GIVEN ENTRIES: Begin

Issue #667, opened 2020-08-08
Support detecting etcd arguments via env vars


rifelpet:
Kops uses environment variables to configure etcd arguments like cert-file and key-file. See all of the `ETCD_*` env vars documented [here](https://etcd.io/docs/v3.4.0/op-guide/configuration/) as well as this example:

https://github.com/kopeio/etcd-manager/blob/26ca2ad568e9819f04cf00f43d79bd76c5f9dfb3/pkg/etcd/etcdprocess.go#L229-L241

Currently kube-bench reports that these arguments are not set because only process arguments are checked:

https://github.com/aquasecurity/kube-bench/blob/a6161aa8684818157d583e1e64b56d4c6b51046d/cfg/cis-1.5/etcd.yaml#L13-L20

It would be great to also check the etcd process' environment variables in determining whether they're set.

ankitsrao:
I agree with @rifelpet . Maybe this is the reason why, for the etcd policies, the status remains FAIL, even though we follow the remediation procedure.
Anyone else facing the same issue?

lizrice:
I've raised a ticket about this on the CIS benchmark too because the recommendations should really reflect this as well. 

Getting the environment variables for another process is possible via the `/proc` directory on the host but this is not going to be a trivial change to make. (Unless there is a way to query etcd's configuration over an API?)

In the mean time you may prefer to [skip](https://github.com/aquasecurity/kube-bench#omitting-checks) these tests

PR #755, opened 2020-10-23
Allow for environment variables to be checked in tests

Wicked7000:
This addresses the issue #667 and allows for environment variables to be checked from tests it currently works as below:

**Overall behaviour:**
- Attempt to use audit to find the flag and pass the test
- Attempt to use config to find the flag and pass the test (assuming the flag was not found)
- Attempt to use environment variables to find the flag and pass the test (assuming the flag was not found)
  - This is only run if 'Env' is specified as part of the test item meaning that the data its checking can also be set within an environment variable.
  - It gets the environment variables for the process by running `AuditEnv` from the yaml (or the default, more on this below)
  - If the environment variable is empty it counts as not found, otherwise the value and match state are passed back to the execute code for the test to run it on the operators.

The way it uses the environment variable is the same way it would use the value for an argument (so all operators work such as noteq and eq... etc) some of the expected text has changed to make a little more sense too. Keep in mind the way this is implemented means that if env and flag are specified on the same test item they are equivalent to an 'OR' (meaning pass if the flag is found or the env is found, along with matching to the operator) 

I've currently not got around to adding tests (but will likely be getting to them in the next day or two). However I wanted to get this PR out there as I had some questions around the implementation namely:

**Questions for maintainers:**
- I think the overall default command (example below) that gets the environment variables should work on all linux distros (TR and CAT is part of GNU Coreutils) and as the proc directory itself is handled by the linux kernel I assume this should work fine. However if anyone has concerns or otherwise please let me know. `cat "/proc/$(/bin/ps -C etcd -o pid= | tr -d ' ')/environ" | tr '\0' '\n'`
- Do we need to remove quotes from around env variables. I have checked this on KDE Neon and it seems that quotes are removed when calling proc anyways so I don't think this would be an assume but would like to hear opinions on it.
- Currently a flag passing means environment check will not be run (as it assumes argument > env). I think this is fine as generally this is the pattern (such as with etcd) but there may be services in the future that don't abide by such behaviour.
- Currently AuditEnv does not need to be specified in the yaml files due to the fact it is likely going to be exactly the same for every test that wants to use it (Creating a large amount of likely un-wanted duplication). The approach that was used is to create an 'default' AuditEnv. This is only created in situations where there was a single bin file subbed into the Audit command otherwise an explict AuditEnv is required.

I have tested most of the checks against a running locally instance of etcd and it all seems to work well. 
Additional note: I'll also squash commits once tests are written and I can get some insight on the above information to know if there is any additional changes that might be needed.


check/check.go
```diff
@@ -184,6 +186,11 @@ func (c *Check) run() State {
 }
 
 func (c *Check) runAuditCommands() (lastCommand string, err error) {
+	// Always run auditEnvOutput if needed
+	if c.AuditEnv != "" {
+		c.AuditEnvOutput, err = runAudit(c.AuditEnv)
```
lizrice, line 191: Should handle this error if non-nil

check/check.go
```diff
@@ -212,6 +219,10 @@ func (c *Check) execute() (finalOutput *testOutput, err error) {
 		if !result.flagFound {
 			t.isConfigSetting = true
 			result = *(t.execute(c.AuditConfigOutput))
+			if !result.flagFound && t.Env != "" {
+				t.isConfigSetting = false
```
lizrice, line 223: Currently if `isConfigSetting` is false it means we get it from running `c.auditOutput`, and if it's true it means we get it from running `c.auditConfigOutput`. I think we need to change this from a boolean to an enum so that it can take three options: `audit`, `auditConfig` or `auditEnv`. Maybe we change the first one to be `auditCommand` for even more clarity. 

Then this enum is what you can use in `t.findValue()` (see other comment)

check/test.go
```diff
@@ -176,7 +200,17 @@ func (t testItem) execute(s string) *testOutput {
 func (t testItem) evaluate(s string) *testOutput {
 	result := &testOutput{}
 
-	match, value, err := t.findValue(s)
+	match, value, err := t.findFlag(s)
+	if err != nil || !match {
```
lizrice, line 204: I think we can avoid changes (or at least reduce) changes to this function by having `t.findValue(s)` work for all three types (currently it does two, so let's add Env into it if possible). 

So I think this code wouldn't need to change, but just in case it does - if this returns there's an error, let's handle it. That's a different case from not finding a match.

check/test.go
```diff
@@ -83,20 +85,42 @@ func (t testItem) flagValue() string {
...
 
+	if t.Env != "" {
+		return fmt.Sprintf("%s or %s", t.Flag, t.Env)
+	}
+
 	return t.Flag
 }
 
-func (t testItem) findValue(s string) (match bool, value string, err error) {
+func (t testItem) findEnv(s string) (match bool, value string) {
```
lizrice, line 95: I'd prefer we use the same pattern for finding values from Env as we currently do for Audit (command line parameters) and AuditConfig (JSON settings). Much as we currently have `pathTestItem` and `flagTestItem` we would have a third option `envTestItem`.  We'd still have a function `t.findValue(s string)` and there would be fewer changes (possibly no changes) in `t.evaluate()`

check/test.go
```diff
@@ -194,8 +228,8 @@ func (t testItem) evaluate(s string) *testOutput {
 		result.testResult = !match
 	}
 
-	result.flagFound = match
 	glog.V(3).Info(fmt.Sprintf("flagFound %v", result.flagFound))
```
lizrice, line 231: I might be mistaken but I think `flagFound` means "we found a value defined for this setting", however it was defined (audit command or config setting). I think finding it from the environment would be an alternative way of setting this flag, I don't think it needs its own `envFound` flag

lizrice (changes requested):
Thanks for this! I have a few comments in the code but I'm happy with the general approach. 

To answer your questions: 

> I think the overall default command (example below) that gets the environment variables should work on all linux distros (TR and CAT is part of GNU Coreutils) and as the proc directory itself is handled by the linux kernel I assume this should work fine. However if anyone has concerns or otherwise please let me know. cat "/proc/$(/bin/ps -C etcd -o pid= | tr -d ' ')/environ" | tr '\0' '\n'

I haven't thought this through very carefully, but my gut feel is that we may find some issues here somewhere! We have had issues before with running `ps` which iirc were overcome by running the version of ps from the kube-bench container (ie.e from alpine). 

I am wondering if we need a configuration setting to allow users to turn off the env changing altogether so that they can easily bypass any issues. That way, if they are not using environment variables for these settings anyway, they can sidestep the attempt to run these commands altogether.  

> Do we need to remove quotes from around env variables. I have checked this on KDE Neon and it seems that quotes are removed when calling proc anyways so I don't think this would be an assume but would like to hear opinions on it.

Do you mean in the YAML definition? I don't think so, it just gets interpreted as a string, and given the env variable names don't contain any special characters I think they get loaded just the same with or without the double quotes. 

> Currently a flag passing means environment check will not be run (as it assumes argument > env). I think this is fine as generally this is the pattern (such as with etcd) but there may be services in the future that don't abide by such behaviour.

Let's document this somewhere

> Currently AuditEnv does not need to be specified in the yaml files due to the fact it is likely going to be exactly the same for every test that wants to use it (Creating a large amount of likely un-wanted duplication). The approach that was used is to create an 'default' AuditEnv. This is only created in situations where there was a single bin file subbed into the Audit command otherwise an explict AuditEnv is required.

This looks neat to me. Let's document it though.

check/test.go
Wicked7000: I agree with this however I think if that is the definition of flagFound it would likely be better to be call it 'found' or something similar (as now its not necessarily finding a flag)

check/check.go
Wicked7000: ✔️

check/check.go
Wicked7000: ✔️

check/test.go
Wicked7000: ✔️

Wicked7000:
I think I've addressed all the issues mentioned above and will start working on tests now, but just as an overview of what was done. `disableEnvTesting` was added as a check level option to skip the auto-generation of the env command to avoid issues where it may cause checks to fail.

README was updated with details about the env operator. All of the code changes requested above were completed.

cmd/util_test.go
```diff
@@ -394,7 +394,7 @@ func TestMakeSubsitutions(t *testing.T) {
 	}
 	for _, c := range cases {
 		t.Run(c.input, func(t *testing.T) {
-			s := makeSubstitutions(c.input, "bin", c.subst)
+			s, _ := makeSubstitutions(c.input, "bin", c.subst)
```
lizrice, line 397: Would be nice to test that the substitutions returned are as expected

lizrice (commented):
I haven't tried it out yet but from a code read this is looking great! Are you still plannint to add some more tests?

cmd/util_test.go
Wicked7000: Yup, totally agree I'm writing tests at the moment apologise for the slight delay should get them pushed tonight.

Wicked7000:
@lizrice This all seems to be good now, please let me know if you think there would be any good additional tests or if you think something else needs changing!

lizrice (approved):
lgtm, thank you!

GIVEN ENTRIES: End

-- WHAT THE EXERCISE ASKS --
Leave out every line above except those from the line with "lizrice, line 231: I" up to and including the line with "me know. cat", and copy those exactly.

-- RESULT OF THE EXERCISE --
lizrice, line 231: I might be mistaken but I think `flagFound` means "we found a value defined for this setting", however it was defined (audit command or config setting). I think finding it from the environment would be an alternative way of setting this flag, I don't think it needs its own `envFound` flag

lizrice (changes requested):
Thanks for this! I have a few comments in the code but I'm happy with the general approach. 

To answer your questions: 

> I think the overall default command (example below) that gets the environment variables should work on all linux distros (TR and CAT is part of GNU Coreutils) and as the proc directory itself is handled by the linux kernel I assume this should work fine. However if anyone has concerns or otherwise please let me know. cat "/proc/$(/bin/ps -C etcd -o pid= | tr -d ' ')/environ" | tr '\0' '\n'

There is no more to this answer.